*Task statement*
The expected answer comprises all lines from the entries that contain the string "source".

Stored data Start Marker

PR #173, opened 2025-10-20
Add script to configure remote ccache support.

nikolaszimmermann:
In the SDK, execute `wkdev-setup-remote-ccache` once and re-login. Then `build-webkit` will utilize the remote ccache support.

Check using `ccache -s` that cache hits are visible in the remote backend section.

### DIFF
--- a/scripts/container-only/wkdev-setup-remote-ccache
+++ b/scripts/container-only/wkdev-setup-remote-ccache
@@ -1,0 +1,128 @@
+#!/usr/bin/env bash
+# Copyright 2025 Igalia S.L.
+# SPDX-License: MIT
+
+if [ -f "${WKDEV_SDK}/.wkdev-sdk-root" ]; then
+    source "${WKDEV_SDK}/utilities/application.sh"
+else
+    echo "Please set \${WKDEV_SDK} to point to the root of the wkdev-sdk checkout."
+    exit 1
+fi
+source "${WKDEV_SDK}/utilities/prerequisites.sh"
+
+init_application "${0}" "Configures ccache with remote storage backend." container-only
+
+verify_executables_exist knock
+
+argsparse_allow_no_argument true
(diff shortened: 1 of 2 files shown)


scripts/container-only/wkdev-setup-remote-ccache
```diff
@@ -0,0 +1,126 @@
...
+    cat <<EOF >>"${ccache_config}"
+remote_storage = http://${server}:${port}|layout=bazel
+reshare = true
+EOF
+
+    _log_ "Writing port knocking script to ${ccache_knock_script} (executed every time the container is entered)..."
+ 
+    cat <<EOF >>"${ccache_knock_script}"
+knock -d 500 "${server}" 1111 2222 3333 4444 5555
+EOF
```
clopez: I think is better to not unconditionally send this sequence if the port is already open because each time the sequence is sent the server executes iptables rules, and that is usually not a big deal to have the same rule repeated, but if every developer and bot is going to run this each time a webkit build starts then it may end causing an issue in the end because we are talking about hundreds of requests per day.

So, what about this ?
```
if ! curl -s http://${server}:${port}/status | grep -q MaxSize; then
  knock -d 500 "${server}" 1111 2222 3333 4444 5555
fi 
```

Also it looks the script misses the shebang (`#!/bin/bash`)

scripts/container-only/wkdev-setup-remote-ccache
```diff
@@ -0,0 +1,126 @@
...
+        exit 1
+    fi
+
+    _log_ "Adding remote_storage section to ${ccache_config}..."
+    cat <<EOF >>"${ccache_config}"
+remote_storage = http://${server}:${port}|layout=bazel
+reshare = true
+EOF
+
+    _log_ "Writing port knocking script to ${ccache_knock_script} (executed every time the container is entered)..."
```
nikolaszimmermann: comment is wrong as well, will update.

clopez (approved):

Stored data End Marker

*Solution to this task*
+    source "${WKDEV_SDK}/utilities/application.sh"
+source "${WKDEV_SDK}/utilities/prerequisites.sh"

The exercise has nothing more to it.